- Maxfield Location within Maine Maxfield Location within the United States
- Coordinates: 45°17′20″N 68°45′19″W﻿ / ﻿45.28889°N 68.75528°W
- Country: United States
- State: Maine
- County: Penobscot

Area
- • Total: 19.20 sq mi (49.73 km^{2})
- • Land: 18.93 sq mi (49.03 km^{2})
- • Water: 0.27 sq mi (0.70 km^{2})
- Elevation: 233 ft (71 m)

Population (2020)
- • Total: 89
- • Density: 4.7/sq mi (1.8/km^{2})
- Time zone: UTC-5 (Eastern (EST))
- • Summer (DST): UTC-4 (EDT)
- ZIP Codes: 04453 (LaGrange) 04448 (Howland)
- Area code: 207
- FIPS code: 23-44340
- GNIS feature ID: 582586

= Maxfield, Maine =

Town in Maine, United States

Maxfield is a town in Penobscot County, Maine, United States. The population was 89 at the 2020 census.

==Geography==
Maxfield is situated along the Piscataquis River.

According to the United States Census Bureau, the town has a total area of 19.20 sqmi, of which 18.93 sqmi is land and 0.27 sqmi is water.

==History==
Maxfield was incorporated in 1824 from a portion of the Bridgton Academy Grant.

In the early 1890s, Maxfield was within the range of a giant (400 pound) wild black bear named "Old Ranger", who was eventually shot and killed by a local hunting party after a lifetime of raiding orchards, and having survived numerous other attempts to do him in. According to a New York Sun obituary of Old Ranger, "the whole of Penobscot County knew the bear, and he defied the entire population."

In December 2025, Maxfield town council voted in favor of dissolving the town into unorganized territory.

==Demographics==

Historical population
| Census | Pop. | Note | %± |
| 1830 | 186 |  | — |
| 1840 | 185 |  | −0.5% |
| 1850 | 186 |  | 0.5% |
| 1860 | 162 |  | −12.9% |
| 1870 | 156 |  | −3.7% |
| 1880 | 139 |  | −10.9% |
| 1890 | 134 |  | −3.6% |
| 1900 | 115 |  | −14.2% |
| 1910 | 79 |  | −31.3% |
| 1920 | 67 |  | −15.2% |
| 1930 | 116 |  | 73.1% |
| 1940 | 67 |  | −42.2% |
| 1950 | 26 |  | −61.2% |
| 1960 | 39 |  | 50.0% |
| 1970 | 24 |  | −38.5% |
| 1980 | 64 |  | 166.7% |
| 1990 | 86 |  | 34.4% |
| 2000 | 87 |  | 1.2% |
| 2010 | 97 |  | 11.5% |
| 2020 | 89 |  | −8.2% |
U.S. Decennial Census

===2010 census===
As of the census of 2010, there were 97 people, 41 households, and 26 families living in the town. The population density was 5.1 PD/sqmi. There were 61 housing units at an average density of 3.2 /sqmi. The racial makeup of the town was 91.8% White, 4.1% Native American, 1.0% Pacific Islander, and 3.1% from two or more races. Hispanic or Latino of any race were 1.0% of the population.

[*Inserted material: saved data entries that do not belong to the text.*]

PR #11494, opened 2020-08-15
Provide proper path to the .reg file in COMRegistrationFixes tool

lukaszgo1:
### Link to issue number:
Discussion in #9709 
### Summary of the issue:
In the COMRegistrationFixes tool the path to the .reg  file was incorrect `COMRegistryFixes` rather than `COMRegistrationFixes`. This causes tool to fail in some cases in which performing these steps manually worked. The problem was not detected earlier because `regedit.exe` returns 0 as its exit code even on failure (see [this Stack Overflow question](https://stackoverflow.com/questions/18296926/can-i-get-an-exit-code-from-running-regedit-s)).

### Description of how this pull request fixes the issue:
The proper path to the .reg file is used. Also the function used to apply reg files checks if the file with the given path exists and raises an exception if it does not.
### Testing performed:
None - this is just a path change.
### Known issues with pull request:
We should consider using reg.exe as per the SO question linked above to be able to check if merging file to the registry succeeded or not. I haven't done that in this PR because I believe this PR should be included in 2020.3 and it would be a riskier change. We should also display a message to the user if the tool failed when it is being run manually from the menu.
### Change log entry:

Section: Bug fixes

COM Registration Fixes tool now works in more cases

PR #12560, opened 2021-06-17
Refactor COM Registration Fixing Tool part 1: make the tool effective on 64-bit Windows and fix more problems

### LINKED ISSUE #9039: COM Registration Fixing tool doesn't work
### Steps to reproduce:
1. Install MathPlayer.
2. Uninstall MathPlayer.
3. Read the task bar and notice it says unknown.
4. Run the COM Registration Fixing tool.
5. Read the task bar again and it still says unknown.

### Actual behavior:
The tool doesn't fix NVDA's accessibility support.

### Expected behavior:
The tool fixes NVDA's accessibility support.

Installed

#### NVDA version:
Version: alpha-16405,19bb21c2

#### Windows version:
Version 1809 (OS Build 17763.134)

Yes

No

XLTechie:
### Link to issue number:

Fixes #9039 

### Summary of the issue:

The COM Registration Fixing Tool seems to have never worked fully on 64bit Windows, as a result of path confusion caused by the use of SysWOW64, and the executable names used.

In addition, modern browsers seem to check a typelib registration that could be damaged by certain uninstallations (e.g. older versions of MathPlayer). We didn't previously do anything about this.

### Further background:

In 64 bit Windows, `%WINDIR%\System32` contains 64-bit executables. Meanwhile, `%WINDIR%\SysWOW64` contains 32-bit executables. That seems inverted from what it should be, but there is a good explanation [here](https://www.samlogic.net/articles/32-64-bit-windows-folder-x86-syswow64.htm) for why it's like that.

When a 32-bit application calls something in `System32`, SysWOW64 assumes that it wants the 32-bit version, and redirects the call to the version in the `SysWOW64` directory.
If the 32-bit application really wants the 64-bit version of whatever it's calling, it has to use the virtual directory `%WINDIR%\Sysnative`, which SysWOW64 provides.

We were calling `regedit.exe` and `regsvr32.exe` in contexts where we assumed 32-bit, from either `%WINDIR%` or `%WINDIR%\System32`. Because NVDA is 32-bit, that would result in the 32-bit application being called. That's okay.
However when the test was made for 64-bit, executables in `%WINDIR%\SysWOW64` were being used, which are also 32-bit.

At least one of those should be 64-bit for COM reregistrations, but neither are.

In no case should we ever call anything in %WINDIR%\SysWOW64 ourselves, which we currently do.

Taken from the commit that rewrites `COMRegistrationFixes/__init__.py`:
Repaired the COM Registration Fixing Tool so it is more effective on 64bit Windows (Partial fix of #9039).

* Problems:
    - The `registerServer` function called the 32-bit version of `regsvr32.exe`, even in 64-bit contexts.
    - The `applyRegistryPatch` function called the 32-bit version of `regedit`, even in 64-bit contexts.
    - The Win7 32-bit run did not take into account 32-bit only systems (no `Program Files (x86)` folder).
* Remediation:
    - Replaced `applyRegistryPatch` function with two new functions: `apply32bitRegistryPatch` and `apply64bitRegistryPatch`.
    - Replaced `registerServer` function with `register32bitServer` and `register64bitServer`, to make clear what they do.
    - The new functions don't check 32/64 bitness; they leave that to the caller and log errors on failure.
    - Updated to more descriptive error logging.
    - Adjusted the Windows 7 code to use server registration with proper bitness for each DLL.
* Path remediations:
    - Moved the `OLEACC_REG_FILE_PATH` constant to the top of the file with the rest.
    - Added `Sysnative` path to the list of path constants at the top of the file.
    - Now use `Sysnative` in the path for intentional 64bit calls.
    - Now use `System32` in the path for 32-bit calls on either 32-bit or 64-bit systems.
    - Now use `reg.exe`'s import option to load .reg files instead of `regedit.exe`.
    - Now check whether to use "`Program Files`" or "`Program Files (x86)`" on Win7.
    - Removed now unused `sysWow64` path constant.
* Misc:
    - Added docstring note about 32 and 64 bit functions needing attention if NVDA goes 64-bit in the future.
    - Converted path constants to uppercase-with-underscore style, and corrected case on some Windows paths.
    - Moved comments with discussion links into module docstring, and rearranged.
    - Used `subprocess.STARTUPINFO` to prevent console windows from showing during executions.
    - In `gui/__init__.py` update the message shown on tool completion, to recommend a restart.

Separately, @michaelDCurran found a registry key that we should delete to restore browser functionality under certain circumstances. That is included as a separate joint commit.

### Testing strategy:

Followed the STR in [#9039  (comment)](https://github.com/nvaccess/nvda/issues/9039#issuecomment-857356117).

* With current Alphas, could not restore the registry, as described in that STR.
* With these modifications, the registry key was restored, indicating that the reg patch successfully applied.
* Installed and uninstalled MathPlayer to break browsers, and used the final version of the tool to fix it.

Windows 7 tests would be valuable, but I can not run them.

My original refactor of this tool is still in progress, but that will now be limited to UX enhancements, since this covers the guts of the tool. These are important updates to the functionality, and imo should be accepted apart from the rest of the refactor.

### Change log entries:
Bug fixes
The COM Registration Fixing Tool has been rewritten to solve more problems, and work better on 64bit Windows systems.

Changes for developers:
```
- In the `COMRegistrationFixes` module, the `applyRegistryPatch` function has been replaced by `apply32bitRegistryPatch` and `apply64bitRegistryPatch` functions. The `registerServer` function has been replaced by `register32bitServer` and `register64bitServer` functions.
```

### Code Review Checklist:

- [X] Unit tests.
- [X] Manual testing.
- [X] User Documentation.
- [X] Change log entry.
  - Speech 
  - Braille
  - Low Vision
  - Different web browsers


michaelDCurran (changes requested):
Code looks all great to me. However, due to careful testing required and NVDA 2021.1 rc just about to come out, I would like this pr rebased on master for NVDA 2021.2 please.

cary-rowen:
Important fixes, I hope it can be incorporated into the upcoming version.

XLTechie:
@michaelDCurran Will do.

There are also two DLLs that are failing to register on some test systems, 
and I am working on figuring out why, so this wouldn't have made it to the 
release anyway I think.
Initially this looked like it would be more straight forward.

Will rebase on master tomorrow and proceed from there.

source/COMRegistrationFixes/__init__.py
```diff
@@ -11,71 +11,110 @@
...
+		apply64bitRegistryPatch(OLEACC_REG_FILE_PATH)
 	# IDispatch and other common OLE interfaces
-	registerServer(os.path.join(system32,'oleaut32.dll'))
-	registerServer(os.path.join(system32,'actxprxy.dll'))
+	register32bitServer(os.path.join(system32, "oleaut32.dll"))
+	register32bitServer(os.path.join(system32, "actxprxy.dll"))
 	if is64bit:
-		registerServer(os.path.join(sysWow64,'oleaut32.dll'),wow64=True)
-		registerServer(os.path.join(sysWow64,'actxprxy.dll'),wow64=True)
+		register64bitServer(os.path.join(sysnative, "oleaut32.dll"))
```
michaelDCurran, line 114: As we are calling the 64 bit version of regsvr32, the dll path we give it must already assume to be 64 bit. Thus, system32 would be the appropriate directory from regsvr32's point of view. In fact, I don't think c:\windows\sysnative is a valid path unless running as a wow64 32 bit process. Same goes for the next line down as well.

michaelDCurran (changes requested):

XLTechie:
@michaelDCurran Great catch! I fell prey to the same problem as the original tool had, just in the opposite direction.
Fixed and rebased.
Also noticed that the Windows 7 checks were trying to pull a DLL from `Program Files (x86)`, but on 32-bit systems there is no such thing as I recall. So in the case of non-64-bit, we need to load from the right place. Fixed in latest.
**Needs re-review.**

michaelDCurran (approved):

michaelDCurran:
@XLTechie Are you still requiring more testing on this? I'm happy to merge this when you are happy.

XLTechie:
@lukaszgo1 I believe you have access to Windows 7: can you do any Windows 7 and/or 32-bit testing of this? Particularly interested in whether the [original STR](https://github.com/nvaccess/nvda/issues/9039#issuecomment-857356117) can be fixed by the tool with this try-build, and whether any errors appear in the log about anything (but especially registration failures).

XLTechie:
@michaelDCurran I have a few tests outstanding that I have requested from people with known COM registration problems, or for whom earlier builds of this fix bugged out. I'd like to hear from at least one or two of them before subjecting this to the wider alpha community.
Also, I didn't find anyone who could test this in either Windows 7 or a 32-bit version of 7 or 10. If you think it doesn't need to wait for that, then we can go ahead and hope they try it in alpha.

source/COMRegistrationFixes/__init__.py
```diff
@@ -11,71 +11,114 @@
...
 	@param fileName: the path to the .reg file
 	@type fileName: str
 	"""
 	if not os.path.isfile(fileName):
-		raise FileNotFoundError(f"Cannot apply registry patch, {fileName} not found.")
-	regedit=os.path.join(sysWow64 if wow64 else systemRoot,'regedit.exe')
+		raise FileNotFoundError(f"Cannot apply 64-bit registry patch: {fileName} not found.")
+	# On 64-bit systems, SysWOW64 provides 32-bit apps with a virtual directory to reach 64-bit executables.
+	# For hard coded historical compatibility, regedt32.exe is still the name of the 64-bit app.
+	regedit = os.path.join(SYSNATIVE, "regedt32.exe")
```
lukaszgo1, line 84: Have you considered using `reg.exe` rather than `regedit` here? As discussed in #11494 the latter always returns 0 as its exit code even on failure and since you're refactoring this code anyway it makes sense to solve more known problems IMO.

lukaszgo1:
> 
> 
> @lukaszgo1 I believe you have access to Windows 7: can you do any Windows 7 and/or 32-bit testing of this? Particularly interested in whether the [original STR](https://github.com/nvaccess/nvda/issues/9039#issuecomment-857356117) can be fixed by the tool with this try-build, and whether any errors appear in the log about anything (but especially registration failures).



Since my only remaining Win 7 machine is my main working one I'm reluctant  to  do any testing there I'll set up a Vm and try the build from this  PR during the weekend. As to 32-bit testing no I don't have any 32-bit Windows install lying around. For what its worth setting up a  32-bit VM should not take long - have you considered testing  yourself?

XLTechie:
@michaelDCurran I am declaring this good in as far as it goes. You are aware of the work still in progress; another PR will be required when that is done, but it should be a small update given the foundation here.
Also the commit message is already the same as the above except for spacing and markdown, and it is singly rebased on current master.

source/COMRegistrationFixes/__init__.py
XLTechie: @lukaszgo1 I didn't use reg.exe for the simple fact that I was unaware of it. @jcsteh recommended regedt32.exe, so that's what I went with. I have updated now to use reg.exe, thanks.
So far I left it loading the values from the .reg file still, instead of directly including the keys in source.

Regarding a 32-bit virtual test machine: I would need to switch to a Win 10 Pro installation on my work machine in order to setup a proper virtual environment. There are various reasons that would be highly inconvenient right now, although it is on my list.

XLTechie:
@michaelDCurran this has been rebased, and now includes your registry key deletion.
Additionally, it adds a strong recommendation to restart the machine, to the tool's completion dialog.

I have no information suggesting that the other typelib issue described in #9039 is not fixed by this, so I think this PR can close that issue now.

lukaszgo1:
@XLTechie I gave the last build from this PR a try on A Windows 7 X64 VM and everything works as expected. In particular:
- No errors in the log
- Registry patch is successfully applied to the registry
- - After running the tool Firefox is once again readable even though I've installed and then uninstalled MathPlayer to which @tspivey  linked to in #9039 
For what its worth in my case no restart was necessary not even of NVDA

source/COMRegistrationFixes/__init__.py
```diff
@@ -1,81 +1,126 @@
...
+	@type fileName: str
 	"""
-	Applies the registry patch with the given file name
-	using regedit.
+	if not os.path.isfile(fileName):
+		raise FileNotFoundError(f"Cannot apply 32-bit registry patch: {fileName} not found.")
+	# On 32-bit systems, reg.exe is in System32. On 64-bit systems, SysWOW64 will redirect to 32-bit version.
+	regExe = os.path.join(SYSTEM_ROOT, "System32", "reg.exe")
+	try:
+		subprocess.check_call([regExe, "import", fileName])
```
lukaszgo1, line 72: For each run of `reg.exe` a console window is shown briefly it seems. Have you considered calling these with a `STARTUPINFO` structure and `wShowWindow` set to `SW_HIDE`?

source/gui/__init__.py
```diff
@@ -348,11 +348,17 @@ def onRunCOMRegistrationFixesCommand(self, evt):
 			log.error("Could not execute fixCOMRegistrations command",exc_info=True) 
 		progressDialog.done()
 		del progressDialog
-		# Translators: The message displayed when the COM Registration Fixing tool completes.
-		gui.messageBox(_("COM Registration Fixing tool complete"),
+		# We get an F405 here because "gui may be undefined".
+		gui.messageBox(  # noqa F405
```
lukaszgo1, line 352: Avoid NOQA. Since `messageBox` is defined in this file you can just do `messageBox(blah)`

lukaszgo1 (changes requested):

source/gui/__init__.py
XLTechie: Done. That's what I get for sleepworking.

source/COMRegistrationFixes/__init__.py
XLTechie: I'll be running some tests with that option later today.
Thanks.

XLTechie: @lukaszgo1 I have done this. I also did it for the regsvr32.exe calls.

michaelDCurran (approved):
Thanks for working on this :)

XLTechie:
@michaelDCurran Thanks for approving it, and for the pick-up of the final 
piece at the end. :)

There were 41 households, of which 22.0% had children under the age of 18 living with them, 43.9% were married couples living together, 12.2% had a female householder with no husband present, 7.3% had a male householder with no wife present, and 36.6% were non-families. 29.3% of all households were made up of individuals, and 12.2% had someone living alone who was 65 years of age or older. The average household size was 2.37 and the average family size was 2.77.

The median age in the town was 40.5 years. 20.6% of residents were under the age of 18; 7.3% were between the ages of 18 and 24; 27.8% were from 25 to 44; 26.8% were from 45 to 64; and 17.5% were 65 years of age or older. The gender makeup of the town was 50.5% male and 49.5% female.

===2000 census===
As of the census of 2000, there were 87 people, 39 households, and 23 families living in the town. The population density was 4.6 PD/sqmi. There were 52 housing units at an average density of 2.7 /sqmi. The racial makeup of the town was 100.00% White.

There were 39 households, out of which 25.6% had children under the age of 18 living with them, 51.3% were married couples living together, 10.3% had a female householder with no husband present, and 38.5% were non-families. 25.6% of all households were made up of individuals, and 5.1% had someone living alone who was 65 years of age or older. The average household size was 2.23 and the average family size was 2.71.

In the town, the population was spread out, with 21.8% under the age of 18, 3.4% from 18 to 24, 28.7% from 25 to 44, 33.3% from 45 to 64, and 12.6% who were 65 years of age or older. The median age was 44 years. For every 100 females, there were 97.7 males. For every 100 females age 18 and over, there were 94.3 males.